Show each line of the records in which the word "decode" occurs.

|---|

PR #2827, opened 2025-03-13
feat(cmd): add new command KMETADATA

ltagliamonte-dd:
Hello Folks,
To enable SSTable sideloading for Redis types that use versioning, retrieving the metadata.version is necessary when updating an existing key.

To support this, we've introduced a new command: KMETADATA, which returns the metadata for a given key.

Looking forward to your feedback!


git-hulk:
@apache/kvrocks-committers What do you feel about this command proposal?

torwig:
@ltagliamonte-dd Could you please explain how the data returned by this command will be used for "SSTable sideloading"? Just to understand the flow.

ltagliamonte-dd:
> @ltagliamonte-dd Could you please explain how the data returned by this command will be used for "SSTable sideloading"? Just to understand the flow.

Sure thing @torwig, here more details:
For my understanding data types that use versioning (like sets,zset,hash) share the key version with their sub keys.

For example for hash data types (HSET Key subKey1 subKey1val1) there is a rocksdb row for the `Key` and an row for `subKey1`.
The `Key` and the `subKey1` share the `metadata.version`.

When writing to kvrocks there are 2 use cases:
- add a new key
 a new version is created for the `Key` and that version is inherited by `subKey1`
- update an existing key
the version needs to be retrieved from the `Key` and shared with the `subKey1`

This new CMD covers the update of an existing key.

I'm still quite new to the decode/encode part of the project please let me know if my understanding is not correct.

torwig:
@git-hulk Could you please provide a link to the encoding schema? I can't find it :)
@ltagliamonte-dd Actually, for complex data types there is just one, let's say Final-Key that consists of Key (type + version + slot ID, etc.) followed by Subkey. For example, all the elements of HSET `myset` have the common prefix (the prefix has version), subkeys don't.

ltagliamonte-dd:
@torwig thanks, since my use case is just HSET i've been focusing on this function https://github.com/apache/kvrocks/blob/unstable/src/types/redis_hash.cc#L241-L296

going over the code it looks like that when the key exists, metadata.version contains the current version of the Key hash.
This version is used to construct the subkeys for the field-value pairs being set or updated.
Am i interpreting this wrong?

PragmaTwice (commented):
Maybe we can have a better name, `GETXXX` seems not so "Redis".

To avoid collision with future Redis commands, we can prefix with something like `K` or `KVR`, e.g. `KMETADATA`.

src/commands/cmd_key.cc
```diff
@@ -553,6 +553,68 @@ class CommandSort : public Commander {
...
+        break;
+      case kRedisList:
+        metadata = std::make_unique<ListMetadata>();
+        break;
+      default:
+        return {Status::RedisExecErr, "Unimplemented Redis type"};
+    }
+
+    // Get metadata
+    s = redis.GetMetadata(ctx, {type}, nskey, metadata.get());
```
PragmaTwice: Since you don't need other metadata fields, you can just use `GetMetadata(kRedisNone)` and remove the `redis.Type` call & the switch statement.

src/commands/cmd_key.cc
```diff
@@ -553,6 +553,68 @@ class CommandSort : public Commander {
...
 };
 
+class CommandGetMeta : public Commander {
+ public:
+  Status Parse(const std::vector<std::string> &args) override {
+    if (args.size() != 2) {
+      return {Status::RedisExecErr, errWrongNumOfArguments};
+    }
+    return Status::OK();
+  }
```
PragmaTwice: it can be removed.

ltagliamonte-dd:
> To avoid collision with future Redis commands, we can prefix with something like `K` or `KVR`, e.g. `KMETADATA`.

love KMETADATA!

src/commands/cmd_key.cc
ltagliamonte-dd: for my current use case I'm working with redis hashes.
I added this other cases to make the cmd support future use cases that someone else (or myself) may have to work on.
is it a blocker to leave this is?

ltagliamonte-dd: i'm not following completely this suggestion do you mind giving more details?

src/commands/cmd_key.cc
```diff
@@ -553,6 +553,62 @@ class CommandSort : public Commander {
...
+        break;
+      case kRedisList:
+        metadata = std::make_unique<ListMetadata>();
+        break;
+      default:
+        return {Status::RedisExecErr, "Unimplemented Redis type"};
+    }
+
+    // Get metadata
+    s = redis.GetMetadata(ctx, {type}, nskey, metadata.get());
```
PragmaTwice:
```suggestion
    Metadata metadata;
    s = redis.GetMetadata(ctx, RedisTypes::All(), nskey, &metadata);
```

ltagliamonte-dd:
@torwig @git-hulk @PragmaTwice can i please get a CR on this?

tests/gocase/unit/kmetadata/kmetadata_test.go
```diff
@@ -0,0 +1,276 @@
...
+		case int64:
+			response.ttl = v
+		case int:
+			response.ttl = int64(v)
+		case float64:
+			response.ttl = int64(v)
+		default:
+			return nil, fmt.Errorf("ttl is not a number, got %T", val)
+		}
+	}
```
git-hulk: Can we extract this type's checker using a dedicated function to avoid duplicate codes?

src/commands/cmd_key.cc
```diff
@@ -553,6 +553,27 @@ class CommandSort : public Commander {
...
 
+class CommandKMetadata : public Commander {
+ public:
+  Status Execute(engine::Context &ctx, Server *srv, Connection *conn, std::string *output) override {
+    redis::Database redis(srv->storage, conn->GetNamespace());
+    std::string &key = args_[1];
+    std::string nskey = redis.AppendNamespacePrefix(key);
+
+    // Get metadata
+    Metadata metadata(kRedisNone);
```
PragmaTwice:
```suggestion
    Metadata metadata(kRedisNone, false);
```

src/commands/cmd_key.cc
```diff
@@ -553,6 +553,27 @@ class CommandSort : public Commander {
...
 
+class CommandKMetadata : public Commander {
+ public:
+  Status Execute(engine::Context &ctx, Server *srv, Connection *conn, std::string *output) override {
+    redis::Database redis(srv->storage, conn->GetNamespace());
+    std::string &key = args_[1];
+    std::string nskey = redis.AppendNamespacePrefix(key);
+
+    // Get metadata
+    Metadata metadata(kRedisNone, false);
```
PragmaTwice:
```suggestion
    Metadata metadata(kRedisNone, false);
```

src/commands/cmd_key.cc
```diff
@@ -553,6 +553,26 @@ class CommandSort : public Commander {
...
+
+    Metadata metadata(kRedisNone, false);
+    auto s = redis.GetMetadata(ctx, RedisTypes::All(), nskey, &metadata);
+    if (!s.ok()) return {Status::RedisExecErr, s.ToString()};
+
+    *output = conn->Map({{redis::BulkString("type"), redis::BulkString(RedisTypeNames[metadata.Type()])},
+                         {redis::BulkString("size"), redis::Integer(metadata.size)},
+                         {redis::BulkString("ttl"), redis::Integer(metadata.expire)},
+                         {redis::BulkString("flags"), redis::Integer(metadata.flags)},
+                         {redis::BulkString("version"), redis::Integer(metadata.version)}});
```
PragmaTwice: if `metadata.IsSingleKVType()` is true, we can remove `size` and `version` here since it's useless.

ltagliamonte-dd: thanks for the comment, it is true that those fields have no importance for singleKV, but should make easier to unmarshall the cmd response if we keep all the fields, wdyt?

src/commands/cmd_key.cc
```diff
@@ -553,6 +553,26 @@ class CommandSort : public Commander {
...
+    std::string &key = args_[1];
+    std::string nskey = redis.AppendNamespacePrefix(key);
+
+    Metadata metadata(kRedisNone, false);
+    auto s = redis.GetMetadata(ctx, RedisTypes::All(), nskey, &metadata);
+    if (!s.ok()) return {Status::RedisExecErr, s.ToString()};
+
+    *output = conn->Map({{redis::BulkString("type"), redis::BulkString(RedisTypeNames[metadata.Type()])},
+                         {redis::BulkString("size"), redis::Integer(metadata.size)},
+                         {redis::BulkString("ttl"), redis::Integer(metadata.expire)},
```
PragmaTwice:
```suggestion
                         {redis::BulkString("expire"), redis::Integer(metadata.expire)},
```

git-hulk (dismissed):

src/commands/cmd_key.cc
PragmaTwice: I think we should not give users useless information, even if it can be easier to decode. IMHO you can set a default value and use the default value if the field is missing in your application.

git-hulk:
@ltagliamonte-dd Need to fix this flaky test which was introduced by this PR: https://github.com/apache/kvrocks/actions/runs/13964426962/job/39095603519?pr=2827#step:17:91

ltagliamonte-dd:
> @ltagliamonte-dd Need to fix this flaky test which was introduced by this PR: https://github.com/apache/kvrocks/actions/runs/13964426962/job/39095603519?pr=2827#step:17:91

Fixed via [c05654d](https://github.com/apache/kvrocks/pull/2827/commits/c05654deb450b0b03c007d2611bdab5e92c27673)

src/commands/cmd_key.cc
ltagliamonte-dd: @PragmaTwice For the sideloading use case when IsSingleKVType() you will need version to perform the key update. So the only "useless" field would be size in that case, am I wrong?

ltagliamonte-dd: addressed via 10ced99e1695e9abef90a7deb8e21e1b00b77602

ltagliamonte:
@git-hulk @torwig @PragmaTwice can you please run the CI again it failed for a flaky test.
My PR should be good to go if you folks don't have any other comments.

git-hulk (dismissed):

src/commands/cmd_key.cc
```diff
@@ -553,6 +553,32 @@ class CommandSort : public Commander {
...
+    redis::Database redis(srv->storage, conn->GetNamespace());
+    std::string &key = args_[1];
+    std::string nskey = redis.AppendNamespacePrefix(key);
+
+    Metadata metadata(kRedisNone, false);
+    auto s = redis.GetMetadata(ctx, RedisTypes::All(), nskey, &metadata);
+    if (!s.ok()) return {Status::RedisExecErr, s.ToString()};
+
+    if (metadata.IsSingleKVType()) {
+      *output = conn->Map({{redis::BulkString("type"), redis::BulkString(RedisTypeNames[metadata.Type()])},
```
PragmaTwice:
```suggestion
      *output = conn->Map({{redis::BulkString("type"), redis::BulkString(metadata.TypeName())},
```

src/commands/cmd_key.cc
```diff
@@ -553,6 +553,32 @@ class CommandSort : public Commander {
...
+    Metadata metadata(kRedisNone, false);
+    auto s = redis.GetMetadata(ctx, RedisTypes::All(), nskey, &metadata);
+    if (!s.ok()) return {Status::RedisExecErr, s.ToString()};
+
+    if (metadata.IsSingleKVType()) {
+      *output = conn->Map({{redis::BulkString("type"), redis::BulkString(metadata.TypeName())},
+                           {redis::BulkString("expire"), redis::Integer(metadata.expire)},
+                           {redis::BulkString("flags"), redis::Integer(metadata.flags)}});
+    } else {
+      *output = conn->Map({{redis::BulkString("type"), redis::BulkString(RedisTypeNames[metadata.Type()])},
```
PragmaTwice:
```suggestion
      *output = conn->Map({{redis::BulkString("type"), redis::BulkString(metadata.TypeName())},
```

PragmaTwice (approved):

|---|

COMPLETED TASK:
I'm still quite new to the decode/encode part of the project please let me know if my understanding is not correct.
PragmaTwice: I think we should not give users useless information, even if it can be easier to decode. IMHO you can set a default value and use the default value if the field is missing in your application.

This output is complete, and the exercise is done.